40,000 children in the United States have lost a parent in Covid-19: Study

A street in Queens, New York, May 2020.

A street in Queens, New York, May 2020.
Photo: Johannes Eisele / AFP (Getty Images)

A new study provides a heartbreaking reminder of the pain caused by the covid-19 pandemic. It is estimated that nearly 40,000 children in the United States have lost at least one parent due to viral disease since February this year. The study also found that more than 100,000 children would have lost a parent if the virus had been allowed to run unrestricted.

There have been previous attempts to account the pain caused by pandemic deaths in the US, now at over half a million. A recent March poll, for example, found that almost one in five Americans knew someone who had personally died of covid-19. But this study, published In JAMA Pediatrics, he seems to be the first to focus on children specifically.

“There is a narrative that children are less affected by the virus because they do not tend to get as sick and have lower mortality than older adults,” wrote study author Rachel Margolis, a sociologist and demographer at Western University in Ontario, Canada told Gizmodo in an email. “However, children are very affected by the death of family members, so in this paper, we examined how often children lose a parent.

Margolis and her colleagues relied on previous research to assess the impact of any death on family members. In this case, they tried to estimate the average number of children under the age of 18 who would be connected to a single covid-19 death, based on what we know about the US population and pandemic-related deaths so far. They also compared what they found with the estimated number of children who would lose a parent in a non-pandemic year.

On average, the authors calculated that every covid-19 death in the United States would likely leave 0.078 children without a parent. This adds up quickly when you consider how many people have died in the US due to the pandemic.

Between February 2020 and February 2021, their best estimate was that 37,300 children lost at least one parent to covid-19, based on the approximately 479,000 documented deaths during that period. It has been estimated that most of these children are in their teens. When considering the excess of deaths – deaths above the annual average of the direct and indirect number of covid-19 – they estimated that 43,000 children lost a parent to the pandemic. Compared to a normal year, they also calculated that the pandemic led to an increase from 17.5% to 20.2% of parental deaths.
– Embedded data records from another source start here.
PR #178, opened 2024-02-21
backends: LXD: don't hardcode eth0

thp-canonical:
With the ubuntu-22.04 image, the network interface seems to be sometimes named "enp5s0" instead of "eth0". To be compatible with both old and new releases, consider any non-loopback interface viable for retrieving an IP address.

### DIFF
--- a/spread/lxd.go
+++ b/spread/lxd.go
@@ -443,9 +443,14 @@ func (p *lxdProvider) address(name string) (string, error) {
 	if err != nil {
 		return "", err
 	}
-	for _, addr := range sjson.State.Network["eth0"].Addresses {
-		if addr.Family == "inet" && addr.Address != "" {
-			return addr.Address, nil
+	for intf, network := range sjson.State.Network {
+		if intf == "lo" {
+			continue
+		}
+		for _, addr := range network.Addresses {
+			if addr.Family == "inet" && addr.Address != "" {
+				return addr.Address, nil
+			}
 		}
 	}
 	return "", &lxdNoAddrError{name}
--- a/spread/lxd.go
+++ b/spread/lxd.go
@@ -443,11 +443,11 @@ func (p *lxdProvider) address(name string) (string, error) {
 	if err != nil {
 		return "", err
 	}
-	for intf, network := range sjson.State.Network {
-		if intf == "lo" {
+	for ifacename, ifaceconf := range sjson.State.Network {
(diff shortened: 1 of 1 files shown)


bboozzoo (approved):
LGTM. I have the exact same change in my branch.

bboozzoo:
ping @ZeyadYasser, please have a look

ZeyadYasser (commented):
Thank you for fixing this, would it be a good idea to add a check that the server is reachable by the host through this IP address (using an icmp ping or something similar) before selecting it to avoid a case where there are multiple addresses but one of them is not accessible by the host.

CC: @bboozzoo

bboozzoo:
Unless the configuration adds another interface explicitly, the container will have `lo` and another non-`lo` interface (the problem here is that the name was hardcoded), so I suppose we could have a check if there's at most 2 interfaces, or simply only 1 that isn't lo? I'm not sure the connectivity check is necessary, as we did not have one before and the thing will simply fail on the next step trying to connect to the VM. This is exactly what happens without this change.

thp-canonical:
> I suppose we could have a check if there's at most 2 interfaces, or simply only 1 that isn't lo?

I'm assuming here that if multiple non-`lo` network interfaces are configured, any network interface would work for connecting (the first one that matches and has an IPv4 address), so this isn't strictly incompatible with multiple interfaces.

Spread didn't have the restriction of "only a single non-`lo` interface" before (it would work just fine with multiple interfaces, as long as there also was `eth0`), so I didn't want to introduce this additional restriction here.

If there are multiple interfaces where only some of them are suitable for Spread to connect via SSH, we probably need additional configuration anyway (and that is probably outside of the scope of this PR).

ZeyadYasser (approved):
LGTM, Thank you!

spread/lxd.go
```diff
@@ -443,9 +443,14 @@ func (p *lxdProvider) address(name string) (string, error) {
 	if err != nil {
 		return "", err
 	}
-	for _, addr := range sjson.State.Network["eth0"].Addresses {
-		if addr.Family == "inet" && addr.Address != "" {
-			return addr.Address, nil
+	for intf, network := range sjson.State.Network {
+		if intf == "lo" {
```
cmatsuoka, line 447: Could you change these variable names to match the corresponding chunk in #185?

cmatsuoka (approved):
Thank you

“For comparison, the attacks of September 11, 2001 left 3,000 children without a parent,” the authors wrote. “The burden will become heavier as the death toll continues to rise.”

Indeed, as of February, about 70,000 Americans have died of covid-19, according to the Centers for Disease Control and Prevention. And while our highly effective vaccines should soon turn the tide against the pandemic, hundreds of people die every day, while hospitalizations and new daily cases remain relatively high. However, things could have been worse. In a worst-case scenario where vaccines did not appear and the pandemic killed 1.5 million people in the United States before the herd’s immunity was reached, the authors estimated that probably 116,900 children would have lost a parent.

Even once the pandemic is over, there will be those left behind to mourn the people lost by it. Another study last year by some of the same authors behind this new research, found that every covid-19 death in the US leaves behind about 9 family members on average. And, as with the pandemic itself, these losses will disproportionately affect more groups than others. In this current study, black children accounted for 20% of parental deaths, despite the fact that they accounted for only 14% of children in general.

“Our research shows that children face different types of risk than those faced by older adults, but they are not immune,” Margolis said. “In addition, many adults have lost their parents or other family members. There are serious consequences of grief, especially for children at high risk of poor mental health and economic stress. ”

While the elderly remain the most vulnerable to death from covid-19, the largely incessant pandemic has claimed the lives of many young Americans. Conformable CDC data, more than 100,000 people under the age of 65 died because of it. Given their results, researchers are advocating for more to be done to help people, especially children, most directly affected by all these deaths.

“My hope is that as we emerge from the pandemic, we will take the pain process seriously. I would like to see more governments offering mourning leave, “Margolis said. “In addition, for children who have lost a parent, we need to find out who these children are, connect them to local services and help them receive short- and long-term support. We know that losing a parent is difficult in the best of times. It is even more difficult when we cannot gather and support each other. ”

This article was updated with comments from one of the study’s authors.